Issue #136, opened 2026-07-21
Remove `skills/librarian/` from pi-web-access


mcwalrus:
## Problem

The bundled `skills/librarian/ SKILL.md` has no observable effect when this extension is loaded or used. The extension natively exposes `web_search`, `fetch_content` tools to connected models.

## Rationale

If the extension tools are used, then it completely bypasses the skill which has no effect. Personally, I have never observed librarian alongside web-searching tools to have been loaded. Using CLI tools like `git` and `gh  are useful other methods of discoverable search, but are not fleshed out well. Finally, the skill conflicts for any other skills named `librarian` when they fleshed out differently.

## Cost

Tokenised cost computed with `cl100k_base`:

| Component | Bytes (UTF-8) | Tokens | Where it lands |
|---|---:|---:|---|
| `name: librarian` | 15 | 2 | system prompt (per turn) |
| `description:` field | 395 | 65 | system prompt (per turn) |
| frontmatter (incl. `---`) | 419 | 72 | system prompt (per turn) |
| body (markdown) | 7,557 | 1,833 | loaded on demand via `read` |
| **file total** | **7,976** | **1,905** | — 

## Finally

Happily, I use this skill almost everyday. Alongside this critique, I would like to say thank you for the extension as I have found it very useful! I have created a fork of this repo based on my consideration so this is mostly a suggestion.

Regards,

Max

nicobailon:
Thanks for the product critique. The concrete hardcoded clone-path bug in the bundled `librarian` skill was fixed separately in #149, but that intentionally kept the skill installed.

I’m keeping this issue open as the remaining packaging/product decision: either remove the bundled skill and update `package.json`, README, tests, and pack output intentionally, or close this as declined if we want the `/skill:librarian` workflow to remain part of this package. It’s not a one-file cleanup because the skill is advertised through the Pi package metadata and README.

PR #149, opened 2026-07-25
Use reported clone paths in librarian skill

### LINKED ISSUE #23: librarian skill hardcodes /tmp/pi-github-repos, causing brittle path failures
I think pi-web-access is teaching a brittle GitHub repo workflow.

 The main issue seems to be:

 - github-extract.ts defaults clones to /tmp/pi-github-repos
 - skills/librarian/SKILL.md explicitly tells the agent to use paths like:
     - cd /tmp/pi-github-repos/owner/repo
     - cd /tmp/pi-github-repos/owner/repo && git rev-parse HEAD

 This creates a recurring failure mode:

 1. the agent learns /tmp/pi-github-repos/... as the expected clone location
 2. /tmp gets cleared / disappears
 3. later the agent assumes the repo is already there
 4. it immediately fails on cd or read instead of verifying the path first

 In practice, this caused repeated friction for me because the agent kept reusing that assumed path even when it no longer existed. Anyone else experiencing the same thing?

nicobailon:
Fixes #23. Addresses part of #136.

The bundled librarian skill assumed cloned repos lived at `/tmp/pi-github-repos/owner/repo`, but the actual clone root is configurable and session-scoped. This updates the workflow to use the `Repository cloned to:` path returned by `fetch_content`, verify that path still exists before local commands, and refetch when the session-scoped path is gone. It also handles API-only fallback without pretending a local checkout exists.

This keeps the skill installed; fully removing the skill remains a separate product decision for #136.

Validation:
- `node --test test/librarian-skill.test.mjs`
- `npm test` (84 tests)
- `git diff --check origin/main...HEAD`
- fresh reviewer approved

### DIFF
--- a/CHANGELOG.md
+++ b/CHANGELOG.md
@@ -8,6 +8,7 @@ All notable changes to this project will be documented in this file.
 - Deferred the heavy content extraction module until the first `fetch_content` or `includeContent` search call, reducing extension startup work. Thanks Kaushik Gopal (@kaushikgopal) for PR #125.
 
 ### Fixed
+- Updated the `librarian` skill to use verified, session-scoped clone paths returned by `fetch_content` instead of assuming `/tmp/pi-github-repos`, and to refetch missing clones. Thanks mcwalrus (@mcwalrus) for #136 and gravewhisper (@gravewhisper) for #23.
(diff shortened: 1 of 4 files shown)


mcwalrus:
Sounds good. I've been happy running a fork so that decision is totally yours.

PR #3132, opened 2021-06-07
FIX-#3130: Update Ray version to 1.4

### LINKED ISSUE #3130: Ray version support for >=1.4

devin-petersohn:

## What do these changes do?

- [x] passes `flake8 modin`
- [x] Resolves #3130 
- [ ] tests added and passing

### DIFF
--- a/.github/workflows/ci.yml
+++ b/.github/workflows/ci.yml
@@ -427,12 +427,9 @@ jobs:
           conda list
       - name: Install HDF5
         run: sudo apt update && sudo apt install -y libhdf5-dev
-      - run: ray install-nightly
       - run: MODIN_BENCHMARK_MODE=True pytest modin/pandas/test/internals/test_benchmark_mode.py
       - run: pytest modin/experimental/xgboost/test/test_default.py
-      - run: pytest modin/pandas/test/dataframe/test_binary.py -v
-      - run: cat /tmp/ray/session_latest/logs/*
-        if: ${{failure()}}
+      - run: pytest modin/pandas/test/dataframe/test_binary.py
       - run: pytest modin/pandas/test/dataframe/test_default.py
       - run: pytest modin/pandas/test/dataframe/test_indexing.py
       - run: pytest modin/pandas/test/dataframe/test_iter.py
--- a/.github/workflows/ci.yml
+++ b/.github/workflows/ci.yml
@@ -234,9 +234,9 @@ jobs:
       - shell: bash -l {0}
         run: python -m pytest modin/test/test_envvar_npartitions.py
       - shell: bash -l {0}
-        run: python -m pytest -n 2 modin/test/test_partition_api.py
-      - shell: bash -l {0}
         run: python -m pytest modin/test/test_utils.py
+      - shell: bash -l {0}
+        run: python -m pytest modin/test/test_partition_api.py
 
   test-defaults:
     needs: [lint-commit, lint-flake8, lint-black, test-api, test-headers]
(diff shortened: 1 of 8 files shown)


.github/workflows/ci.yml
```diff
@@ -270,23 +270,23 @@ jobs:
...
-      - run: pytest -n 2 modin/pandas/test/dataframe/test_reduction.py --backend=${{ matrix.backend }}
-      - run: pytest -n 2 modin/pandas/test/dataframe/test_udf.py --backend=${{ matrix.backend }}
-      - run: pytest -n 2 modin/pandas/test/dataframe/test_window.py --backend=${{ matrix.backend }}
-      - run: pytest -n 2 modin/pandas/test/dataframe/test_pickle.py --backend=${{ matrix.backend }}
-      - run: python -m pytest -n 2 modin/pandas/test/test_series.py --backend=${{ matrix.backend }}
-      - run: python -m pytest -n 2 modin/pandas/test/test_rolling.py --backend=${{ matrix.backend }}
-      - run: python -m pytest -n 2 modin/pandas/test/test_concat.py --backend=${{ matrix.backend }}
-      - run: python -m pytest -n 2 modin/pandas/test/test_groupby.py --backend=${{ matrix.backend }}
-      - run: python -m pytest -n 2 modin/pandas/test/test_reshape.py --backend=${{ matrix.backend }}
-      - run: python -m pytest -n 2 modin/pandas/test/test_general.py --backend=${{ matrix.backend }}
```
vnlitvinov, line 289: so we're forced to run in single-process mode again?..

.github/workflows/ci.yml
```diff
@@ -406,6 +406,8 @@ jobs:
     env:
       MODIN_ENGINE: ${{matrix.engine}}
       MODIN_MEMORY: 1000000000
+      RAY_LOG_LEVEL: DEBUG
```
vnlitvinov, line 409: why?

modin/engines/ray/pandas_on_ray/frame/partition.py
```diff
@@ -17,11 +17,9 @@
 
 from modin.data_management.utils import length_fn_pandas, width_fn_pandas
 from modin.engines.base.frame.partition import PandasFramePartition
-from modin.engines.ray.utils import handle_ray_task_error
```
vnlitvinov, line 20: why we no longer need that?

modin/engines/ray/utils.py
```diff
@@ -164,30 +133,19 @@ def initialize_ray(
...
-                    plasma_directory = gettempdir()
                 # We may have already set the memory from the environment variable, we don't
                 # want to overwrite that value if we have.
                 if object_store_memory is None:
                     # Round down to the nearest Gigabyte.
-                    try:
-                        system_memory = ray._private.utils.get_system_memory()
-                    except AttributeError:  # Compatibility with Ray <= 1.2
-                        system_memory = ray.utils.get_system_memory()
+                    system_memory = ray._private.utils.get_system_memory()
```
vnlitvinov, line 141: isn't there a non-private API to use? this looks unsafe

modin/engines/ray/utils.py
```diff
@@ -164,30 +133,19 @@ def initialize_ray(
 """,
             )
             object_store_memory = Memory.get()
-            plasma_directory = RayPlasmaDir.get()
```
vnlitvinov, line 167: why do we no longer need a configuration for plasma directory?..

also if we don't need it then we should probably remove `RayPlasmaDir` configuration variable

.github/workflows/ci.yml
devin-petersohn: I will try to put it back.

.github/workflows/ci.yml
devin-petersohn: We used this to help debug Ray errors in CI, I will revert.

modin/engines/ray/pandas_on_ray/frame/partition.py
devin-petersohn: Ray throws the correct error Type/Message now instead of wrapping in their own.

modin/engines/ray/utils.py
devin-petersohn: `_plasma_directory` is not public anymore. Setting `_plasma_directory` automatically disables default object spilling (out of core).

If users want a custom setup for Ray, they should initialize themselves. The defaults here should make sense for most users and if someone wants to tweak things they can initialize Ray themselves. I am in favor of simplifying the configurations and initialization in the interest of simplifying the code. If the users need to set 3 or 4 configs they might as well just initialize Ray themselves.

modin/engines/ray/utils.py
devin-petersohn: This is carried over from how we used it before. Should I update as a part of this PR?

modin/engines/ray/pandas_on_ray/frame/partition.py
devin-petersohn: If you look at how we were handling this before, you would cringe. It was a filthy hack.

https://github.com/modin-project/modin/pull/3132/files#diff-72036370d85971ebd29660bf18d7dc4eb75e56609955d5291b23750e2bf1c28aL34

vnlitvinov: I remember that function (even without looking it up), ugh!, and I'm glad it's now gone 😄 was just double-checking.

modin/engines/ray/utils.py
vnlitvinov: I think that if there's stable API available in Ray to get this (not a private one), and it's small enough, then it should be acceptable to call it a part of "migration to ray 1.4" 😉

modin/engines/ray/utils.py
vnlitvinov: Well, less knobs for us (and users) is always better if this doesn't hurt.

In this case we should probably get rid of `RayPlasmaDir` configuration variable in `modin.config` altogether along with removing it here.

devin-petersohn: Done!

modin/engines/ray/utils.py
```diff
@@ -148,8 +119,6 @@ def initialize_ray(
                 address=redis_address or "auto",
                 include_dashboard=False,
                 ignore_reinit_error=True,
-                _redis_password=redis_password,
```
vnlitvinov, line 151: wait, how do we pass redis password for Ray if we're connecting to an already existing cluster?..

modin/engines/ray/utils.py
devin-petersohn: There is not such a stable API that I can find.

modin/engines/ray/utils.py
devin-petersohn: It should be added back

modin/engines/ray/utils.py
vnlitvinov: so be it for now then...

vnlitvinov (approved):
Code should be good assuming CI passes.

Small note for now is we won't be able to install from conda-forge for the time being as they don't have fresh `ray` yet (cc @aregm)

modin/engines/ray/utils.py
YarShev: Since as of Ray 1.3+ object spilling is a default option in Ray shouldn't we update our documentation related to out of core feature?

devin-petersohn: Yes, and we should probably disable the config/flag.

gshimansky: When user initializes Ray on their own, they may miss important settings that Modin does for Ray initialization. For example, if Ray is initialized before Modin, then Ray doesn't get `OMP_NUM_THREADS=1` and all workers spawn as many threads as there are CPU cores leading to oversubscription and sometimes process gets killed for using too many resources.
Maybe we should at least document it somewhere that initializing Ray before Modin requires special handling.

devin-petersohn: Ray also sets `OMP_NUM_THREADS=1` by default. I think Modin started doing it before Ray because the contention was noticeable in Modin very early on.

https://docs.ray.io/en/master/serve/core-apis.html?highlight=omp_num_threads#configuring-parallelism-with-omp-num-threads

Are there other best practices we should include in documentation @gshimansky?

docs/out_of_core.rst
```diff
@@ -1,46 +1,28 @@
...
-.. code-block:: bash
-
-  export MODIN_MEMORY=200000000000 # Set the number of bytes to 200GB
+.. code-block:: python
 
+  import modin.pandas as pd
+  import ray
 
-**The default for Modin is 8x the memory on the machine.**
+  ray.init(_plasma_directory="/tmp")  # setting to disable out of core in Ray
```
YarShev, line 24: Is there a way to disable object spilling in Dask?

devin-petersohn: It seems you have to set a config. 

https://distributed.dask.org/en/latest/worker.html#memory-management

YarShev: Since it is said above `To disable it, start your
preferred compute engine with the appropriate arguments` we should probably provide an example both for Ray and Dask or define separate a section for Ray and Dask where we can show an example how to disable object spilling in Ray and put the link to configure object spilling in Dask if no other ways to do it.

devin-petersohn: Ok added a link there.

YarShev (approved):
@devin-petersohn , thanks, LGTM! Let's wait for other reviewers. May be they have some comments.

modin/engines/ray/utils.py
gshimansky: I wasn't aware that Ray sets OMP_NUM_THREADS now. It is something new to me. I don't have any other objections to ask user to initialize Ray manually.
▬▬▬▬▬▬
(To do) Please filter the data down to the lines containing the word "YarShev".

(Your response)
YarShev: Since as of Ray 1.3+ object spilling is a default option in Ray shouldn't we update our documentation related to out of core feature?
YarShev, line 24: Is there a way to disable object spilling in Dask?
YarShev: Since it is said above `To disable it, start your
YarShev (approved):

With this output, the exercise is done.